EXERCISE INPUT:
┌────────

PR #729, opened 2020-05-29
Bump aktualizr to 2020.7 revision

lbonn:
And garage-sign to 0.7.1-4

### DIFF
--- a/classes/image_types_ostree.bbclass
+++ b/classes/image_types_ostree.bbclass
@@ -196,7 +196,7 @@ IMAGE_CMD_ostreepush () {
 
     if [ -n "${SOTA_PACKED_CREDENTIALS}" ]; then
         if [ -e ${SOTA_PACKED_CREDENTIALS} ]; then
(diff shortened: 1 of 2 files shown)


lbonn:
Ah we removed the ability to run garage-push with log level trace via `-vv`, which is what's done in `ostreepush`.

Should we just use settle for debug log level or do we need to revert something?

lbonn:
Ah nevermind, we can use `-loglevel` instead

classes/image_types_ostree.bbclass
```diff
@@ -196,7 +196,7 @@ IMAGE_CMD_ostreepush () {
 
     if [ -n "${SOTA_PACKED_CREDENTIALS}" ]; then
         if [ -e ${SOTA_PACKED_CREDENTIALS} ]; then
-            garage-push -vv --repo=${OSTREE_REPO} \
+            garage-push -loglevel 0 --repo=${OSTREE_REPO} \
```
patrickvacek, line 199: Two dashes, oder?

PR #479, opened 2023-05-30
Fix flaky media tests.

csmith:
Creating a mock during the test run seems to sometimes take a large amount of time when running the tests in parallel (possibly some kind of resource contention?)

Instead, perform the mocking in the test class so it's part of the setup, not the  actual test runs.


csmith:
> should we add some checks in lint to avoid mockk android stuff in test exec?

That would be good, I'm just not sure it's doable with static analysis :grimacing:

Issue #480, opened 2023-05-30
[Room details] Open room member details when tapping on its avatar or username in the timeline


jmartinesp:
As the title says, we should open the profile screen of a member if we tap on either its username or avatar in the timeline.

jmartinesp:
I forgot to add a link to the [original enhancement request](https://github.com/vector-im/element-meta/issues/1701).

It was decided not to do that as the components have small touch targets and it would add extra complexity. But yes, it could be a bit confusing for previous users of Element Android.

PR #482, opened 2023-05-31
[Room details] Open room member details when clicking on user data in timeline

jmartinesp:
## What

* Modifies `RoomDetailsEntryPoint` so it takes an `Inputs` object with an initial element.
* When tapping on users' UI in the timeline (name or avatar) the room member details screen will be opened.

## Why

Solves #480 .

##  Test

Go to a room with some other user, tap on either their name or avatar. The room member details screen should be opened.

### DIFF
--- a/features/roomdetails/api/src/main/kotlin/io/element/android/features/roomdetails/api/RoomDetailsEntryPoint.kt
+++ b/features/roomdetails/api/src/main/kotlin/io/element/android/features/roomdetails/api/RoomDetailsEntryPoint.kt
@@ -16,11 +16,26 @@
 
 package io.element.android.features.roomdetails.api
 
+import android.os.Parcelable
 import com.bumble.appyx.core.modality.BuildContext
 import com.bumble.appyx.core.node.Node
 import com.bumble.appyx.core.plugin.Plugin
 import io.element.android.libraries.architecture.FeatureEntryPoint
+import io.element.android.libraries.architecture.NodeInputs
+import io.element.android.libraries.matrix.api.core.UserId
+import kotlinx.parcelize.Parcelize
 
 interface RoomDetailsEntryPoint : FeatureEntryPoint {
-    fun createNode(parentNode: Node, buildContext: BuildContext, plugins: List<Plugin>): Node
+
+    sealed interface InitialTarget : Parcelable {
+        @Parcelize
+        object RoomDetails : InitialTarget
+
+        @Parcelize
+        data class RoomMemberDetails(val roomMemberId: UserId) : InitialTarget
+    }
+
+    data class Inputs(val initialElement: InitialTarget) : NodeInputs
+
+    fun createNode(parentNode: Node, buildContext: BuildContext, inputs: Inputs, plugins: List<Plugin>): Node
 }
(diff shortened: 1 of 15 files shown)


features/roomdetails/api/src/main/kotlin/io/element/android/features/roomdetails/api/RoomDetailsEntryPoint.kt
```diff
@@ -16,11 +16,32 @@
...
+
+        @Parcelize
+        object RoomMemberList : NavTarget
+
+        @Parcelize
+        object InviteMembers : NavTarget
+
+        @Parcelize
+        data class RoomMemberDetails(val roomMemberId: UserId) : NavTarget
+    }
```
bmarty, line 42: I understand that we do not want to duplicate `NavTarget`, but this is a bit strange to expose all the targets to the API module. Some targets may stay internal.

I would create a new type here:

```kotlin
    sealed interface InitialTarget {
        // Default to RoomDetails
        object Default : InitialTarget

        data class RoomMemberDetails(val roomMemberId: UserId) : InitialTarget
    }
```

and in the impl module, a conversion fun:

```kotlin
private fun RoomDetailsEntryPoint.InitialTarget.toInternalTarget(): RoomDetailsFlowNode.NavTarget {
    return when (this) {
        RoomDetailsEntryPoint.InitialTarget.Default -> RoomDetailsFlowNode.NavTarget.RoomDetails
        is RoomDetailsEntryPoint.InitialTarget.RoomMemberDetails -> RoomDetailsFlowNode.NavTarget.RoomMemberDetails(roomMemberId)
    }
}
```

Not sure if it worth to change it now though.

bmarty (commented):
A quick remark about `api` and `impl` module content.

features/roomdetails/api/src/main/kotlin/io/element/android/features/roomdetails/api/RoomDetailsEntryPoint.kt
ganfra: Yes I'd have done it like that too

jmartinesp: Yes, I moved stuff around just to check if it worked, but I forgot to do a proper mapping here. I'll move it back to impl and add the `InitialTarget` here.

jmartinesp: Done in https://github.com/vector-im/element-x-android/pull/482/commits/42dd2726899a9835915f9302e3ece2ce94477589

features/roomdetails/api/src/main/kotlin/io/element/android/features/roomdetails/api/RoomDetailsEntryPoint.kt
```diff
@@ -16,11 +16,26 @@
...
+        @Parcelize
+        object RoomDetails : InitialTarget
+
+        @Parcelize
+        data class RoomMemberDetails(val roomMemberId: UserId) : InitialTarget
+    }
+
+    data class Inputs(val initialElement: InitialTarget) : NodeInputs
+
+    fun createNode(parentNode: Node, buildContext: BuildContext, inputs: Inputs, plugins: List<Plugin>): Node
```
ganfra, line 40: I'd have use the Builder pattern instead so you can hide the `NodeInputs` implementation behind.

jmartinesp: I thought about doing that, but since the `Inputs` are mandatory it seemed better to enforce them here at compile time than crashing on runtime if they're not present.

jmartinesp:
Squashed and force-pushed since Danger got stuck...

bmarty (approved):
Thanks for the update!

PR #493, opened 2023-05-31
Let the CI record the screenshots test if necessary (#492)

### LINKED ISSUE #492: [DevX] Iterate on the screenshot test
## Problematic

When a developer records the reference images for the screenshot test, they use their own machine with different env, and it ends up with small change on the generated images (which are binary files), even if the image itself is identical.

It adds unwanted changes in the PR content.

## Solution

To fix this, we should generate the image using the same environment, and the CI would fit this need.

We can get inspired by what have be done here: https://proandroiddev.com/no-emulator-needed-for-screenshot-tests-of-compose-previews-on-ci-d292fa0eb26e#5b38:

>  -  It compares the screenshots with the existing ones. If they are the same, the check is green.
 >  - If they are different, it pushes the different screenshots to a different branch based on the PR branch.
  > - It posts a comment to the PR with a link to compare the two branches. GitHub does a pretty good job of showing differences between the images.
   > - If the change is intentional, you can simply merge the branch back to the PR branch. If not, you should fix the regression bug.

The link above contains workflow and link to script to achieve that.

Also the [documentation](https://github.com/vector-im/element-x-android/blob/develop/docs/screenshot_testing.md) will have to be updated.

bmarty:
Draft, let see what's happening now.

Closes #492


bmarty:
We found a (better?) solution in #520

PR #494, opened 2023-05-31
Check code

bmarty:
Import tool from Element Android which help to detect forbidden pattern in our codebase.

### DIFF
--- a/.github/workflows/quality.yml
+++ b/.github/workflows/quality.yml
@@ -12,6 +12,14 @@ env:
   CI_GRADLE_ARG_PROPERTIES: --stacktrace -PpreDexEnable=false --max-workers 2 --no-daemon --warn
 
 jobs:
+  checkScript:
+    name: Search for forbidden patterns
+    runs-on: ubuntu-latest
+    steps:
+      - uses: actions/checkout@v3
+      - name: Run code quality check suite
+        run: ./tools/check/check_code_quality.sh
+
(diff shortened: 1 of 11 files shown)


julioromano:
I see some code changes that appear unrelated to the addition of the check_code_quality.sh script. Can you offer some more context?

julioromano (commented):
I see some code changes that appear unrelated to the addition of the check_code_quality.sh script. What are those for?

bmarty:
> I see some code changes that appear unrelated to the addition of the check_code_quality.sh script. What are those for?

- We should not use `System.currentTimeMillis()` directly, it's better to inject a Clock.
- Using `"$o.s"` is forbidden because it can lead to unexpected log.
- For the rest, this is formatting.

julioromano:
> > I see some code changes that appear unrelated to the addition of the check_code_quality.sh script. What are those for?
> 
> * We should not use `System.currentTimeMillis()` directly, it's better to inject a Clock.
> * Using `"$o.s"` is forbidden because it can lead to unexpected log.
> * For the rest, this is formatting.

I see, but is it the `check_code_quality.sh` that fixed those errors or was it you manually?

julioromano (approved):
I'll LGTM this in the meantime to not become a blocker. Though please try to answer my comment above.

bmarty:
I fixed the issue manually.

PR #502, opened 2023-06-01
Onboarding iteration

bmarty:
Figma: https://www.figma.com/file/o9p34zmiuEpZRyvZXJZAYL/FTUE?type=design&node-id=611-61333&t=ANPtrLshqx4O1ePA-0

Also introduce page `OnBoardingPage` from the atomic design system, to be able to reuse it for other screens.

(We should have less warning on the compilation since we are not using deprecated accompanist library anymore).


features/onboarding/impl/src/main/kotlin/io/element/android/features/onboarding/impl/OnBoardingScreen.kt
```diff
@@ -17,151 +17,153 @@
...
 import io.element.android.libraries.designsystem.theme.components.Text
 import io.element.android.libraries.testtags.TestTags
 import io.element.android.libraries.testtags.testTag
-import kotlinx.coroutines.delay
-import kotlinx.coroutines.launch
 
+// Ref: https://www.figma.com/file/o9p34zmiuEpZRyvZXJZAYL/FTUE?type=design&node-id=133-5427&t=5SHVppfYzjvkEywR-0
 @Composable
 fun OnBoardingScreen(
+    canLoginWithQrCode: Boolean,
```
ganfra, line 55: Maybe we should have a proper state and presenter?

ganfra (approved):
Small remarks otherwise LGTM

PR #503, opened 2023-06-01
Update android.gradle.plugin to v8.0.2

bmarty:
Replaces #496

### DIFF
--- a/gradle/libs.versions.toml
+++ b/gradle/libs.versions.toml
@@ -3,7 +3,7 @@
 
 [versions]
 # Project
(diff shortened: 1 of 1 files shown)


jmartinesp:
I believe we need to migrate to the new kover DSL format, I'm getting lots of errors locally.

bmarty:
@jmartinesp yes, sorry for the mess up, let's upgrade dep one by one. I have force push with only the first commit.

jmartinesp (approved):
LGTM

PR #511, opened 2023-06-01
In-app PDF renderer

ganfra:
First version of the PDF renderer, with basic scroll and zoom supports.
We could probably add more features later like search and scroll page position.


ganfra:
The failing test is the same than was failing on develop, cause I didn't merge the fix in my branch.

features/messages/impl/src/main/kotlin/io/element/android/features/messages/impl/media/local/pdf/PdfRendererManager.kt
```diff
@@ -0,0 +1,68 @@
...
+import kotlinx.coroutines.withContext
+
+class PdfRendererManager(
+    private val parcelFileDescriptor: ParcelFileDescriptor,
+    private val width: Int,
+    private val coroutineScope: CoroutineScope,
+) {
+
+    private val mutex = Mutex()
+    private var pdfRenderer: PdfRenderer? = null
```
jmartinesp, line 37: 👀  TIL

features/messages/impl/src/main/kotlin/io/element/android/features/messages/impl/media/local/pdf/PdfPage.kt
```diff
@@ -0,0 +1,110 @@
...
+
+    private val renderWidth = maxWidth
+    private val renderHeight: Int
+    private var loadJob: Job? = null
+
+    init {
+        pdfRenderer.openPage(pageIndex).use { page ->
+            renderHeight = (page.height * (renderWidth.toFloat() / page.width)).toInt()
+        }
+    }
```
jmartinesp, line 56: This seems a bit confusing, it looks as if the PDF renderer would move to that page instead of loading it in memory. I know it's because Android's PdfRenderer API has a weird naming, but maybe a comment could help?

jmartinesp (approved):
LGTM, thanks!

I had some issues in my real device, but as far as I could tell, it was the issue with the Rust SDK downloading to a folder with no permissions.

Issue #513, opened 2023-06-02
[Tools] Upgrade kover to 0.7.0


bmarty:
Upgrading kover to [0.7.0](https://github.com/Kotlin/kotlinx-kover/releases/tag/v0.7.0) and up requires some work since there are some API change.

Migration guide: https://github.com/Kotlin/kotlinx-kover/blob/v0.7.0/docs/gradle-plugin/migrations/migration-to-0.7.0.md

This is not urgent, and for now we can ignore this dependency so that Renovate does not try to upgrade it. I will create a quick PR about that.

bmarty:
Done in #1782

PR #514, opened 2023-06-02
Ignore kover dep

bmarty:
Let Renovate ignore Kover dep.
See #513


bmarty:
(not waiting for CI here)

PR #516, opened 2023-06-02
Fix SearchBar colors. Also fix tertiary color in dark mode.

jmartinesp:
@callumu mentioned that some colors used in `SearchBar` are wrong, so I fixed them.

I also discovered we were using the wrong tertiary color in dark mode (it was pure white before, for some reason).


csmith (approved):

callumu:
These look great, thanks for making the changes

PR #519, opened 2023-06-02
Design tweaks for create/join rooms

csmith:
This is a complete mix of small tweaks. The individual commits describe what they're doing, and the screenshot tests show the result.

The only notable things are:

- Using `PlatformTextStyle(includeFontPadding=false)` in a few places where we care about vertical alignment of text. The font padding [isn't needed with Compose and is going to default to false in the future](https://medium.com/androiddevelopers/fixing-font-padding-in-compose-text-768cd232425b) but for now we have to specify it explicitly or have a few random pixels of padding in places we don't want them :angry: 

- SelectedUsersList now has some funky logic to spread out the users a little such that the last entry in the list will always be half visible, to indicate that there are more entries and that it can be scrolled

- I noticed a bunch of real users in search results had blank avatars because their avatarUrl was empty (instead of unset), so I've changed to using initials in those cases as well.


features/invitelist/impl/src/main/res/values/localazy.xml
```diff
@@ -5,5 +5,5 @@
   <string name="screen_invites_decline_direct_chat_message">"Are you sure you want to decline to chat with %1$s?"</string>
   <string name="screen_invites_decline_direct_chat_title">"Decline chat"</string>
   <string name="screen_invites_empty_list">"No Invites"</string>
-  <string name="screen_invites_invited_you">"%1$s invited you"</string>
-</resources>
+  <string name="screen_invites_invited_you">"%1$s (%2$s) invited you"</string>
```
ElementBot, line 8: - :no_entry_sign: Inconsistent number of arguments in formatting string `screen_invites_invited_you`; found both 1 here and 2 in values/localazy.xml

jmartinesp:
I don't like the new lists design much, but matters of taste aside, I think it's a bit weird to have different designs in [this list](https://github.com/vector-im/element-x-android/pull/519/commits/7437a2348e31d22478234d0e0300982ee53f16f6#diff-2c86530f634e3533f81458171a12d70d5758027c90dd4b303dbb137d84d7dced) and [this other one](https://github.com/vector-im/element-x-android/pull/519/commits/7437a2348e31d22478234d0e0300982ee53f16f6#diff-56e7b6f629d31ce42b714bbedee76fd9bade59848d3babdcf12421adeda5e337). That said, I'll get to review the code.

└────────

TO DO: Would you quote everything above from the line containing "PR #516, opened 2023-06-02" down to the line containing "The only notable"? Include both of those lines and nothing else.

EXPECTED OUTPUT:
PR #516, opened 2023-06-02
Fix SearchBar colors. Also fix tertiary color in dark mode.

jmartinesp:
@callumu mentioned that some colors used in `SearchBar` are wrong, so I fixed them.

I also discovered we were using the wrong tertiary color in dark mode (it was pure white before, for some reason).


csmith (approved):

callumu:
These look great, thanks for making the changes

PR #519, opened 2023-06-02
Design tweaks for create/join rooms

csmith:
This is a complete mix of small tweaks. The individual commits describe what they're doing, and the screenshot tests show the result.

The only notable things are:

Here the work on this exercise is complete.